- [What to produce]: Every line below that has "Authoring" in it should be copied.
'''
PR #5723, opened 2025-07-09
[FEATURE] [MER-4689] Support modal routing by publisher

nicocirio:
[Link](https://eliterate.atlassian.net/browse/MER-4689) to the ticket

For demo purposes, in my local environment, I have set Wikipedia as the default knowledge base link and `support@example.com` as the default support email.

### No knowledge base link or support email set (default ones are used)

https://github.com/user-attachments/assets/f8c7ec38-b4f7-48ad-a72a-9e1e2a6e6abf

### Set knowledge base and support email.

https://github.com/user-attachments/assets/26a49ef6-0d8a-4b39-8a09-311a16999a22

### DIFF
--- a/lib/oli/inventories.ex
+++ b/lib/oli/inventories.ex
@@ -201,6 +201,24 @@ defmodule Oli.Inventories do
     Publisher.changeset(publisher, attrs)
   end
 
+  @doc """
+  Determines the publisher for a given context map.
+
+  Accepts a map with either a `"section"` or `"project"` key, each pointing to their respective structs.
+  Returns the associated publisher for the section or project, or the default publisher if not found.
+
+  ## Examples
+
+      iex> get_publisher_for_context(%{"section" => %Oli.Delivery.Sections.Section{id: 1}})
+      %Publisher{} # the publisher for the section
+
+      iex> get_publisher_for_context(%{"project" => %Oli.Authoring.Course.Project{id: 1}})
+      %Publisher{} # the publisher for the project
+
+      iex> get_publisher_for_context(%{})
+      %Publisher{} # the default publisher
+  """
+  @spec get_publisher_for_context(map()) :: Publisher.t()
   def get_publisher_for_context(%{"section" => %Oli.Delivery.Sections.Section{id: section_id}}) do
     from(s in Oli.Delivery.Sections.Section,
       join: p in Oli.Authoring.Course.Project,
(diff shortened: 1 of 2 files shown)


lib/oli/inventories.ex
```diff
@@ -200,4 +200,60 @@ defmodule Oli.Inventories do
   def change_publisher(%Publisher{} = publisher, attrs \\ %{}) do
     Publisher.changeset(publisher, attrs)
   end
+
+  def get_publisher_for_context(%{"section" => %Oli.Delivery.Sections.Section{id: section_id}}) do
```
gastonabella, line 222: What about adding a `@spec` and `@doc` here as well?

lib/oli/inventories/publisher.ex
```diff
@@ -3,6 +3,15 @@ defmodule Oli.Inventories.Publisher do
   import Ecto.Changeset
   import Oli.Utils
 
+  @moduledoc """
+  The Publisher schema represents a content publisher in the system.
+
+  ## Fields
```
gastonabella, line 9: Nit: it'd be great to mention here all the fields on this table and not only the new ones.

lib/oli/inventories/publisher.ex
```diff
@@ -50,4 +64,16 @@ defmodule Oli.Inventories.Publisher do
         false
     end
   end
+
+  defp maybe_validate_support_email(changeset) do
```
gastonabella, line 68: The regex here accepts an invalid email as valid (it can not include more than one `@` symbol):
`test@@example.com`

Something like `~r/^[^\s@]+@[^\s@]+\.[^\s@]+$/` would do the trick here.

Anyway, since we have several places where we accept emails as user input, it'd be better if we unify the logic behind all these places and have a shared module that takes over email validation.
Maybe as a future tech debt, we could delegate this to an existing library such as [email_checker](https://github.com/maennchen/email_checker)

lib/oli/inventories/publisher.ex
nicocirio: Yes, I agree. TBH, I was not sure of the meaning of all the fields, so I went to read the ticket when this schema was created, but unfortunately it was not documented there. So I finally opted to document the meaning of the fields I was 100% sure.

gastonabella (approved):
LGTM! Thanks for the changes 🚀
'''
- [Task response]:
+      iex> get_publisher_for_context(%{"project" => %Oli.Authoring.Course.Project{id: 1}})
       join: p in Oli.Authoring.Course.Project,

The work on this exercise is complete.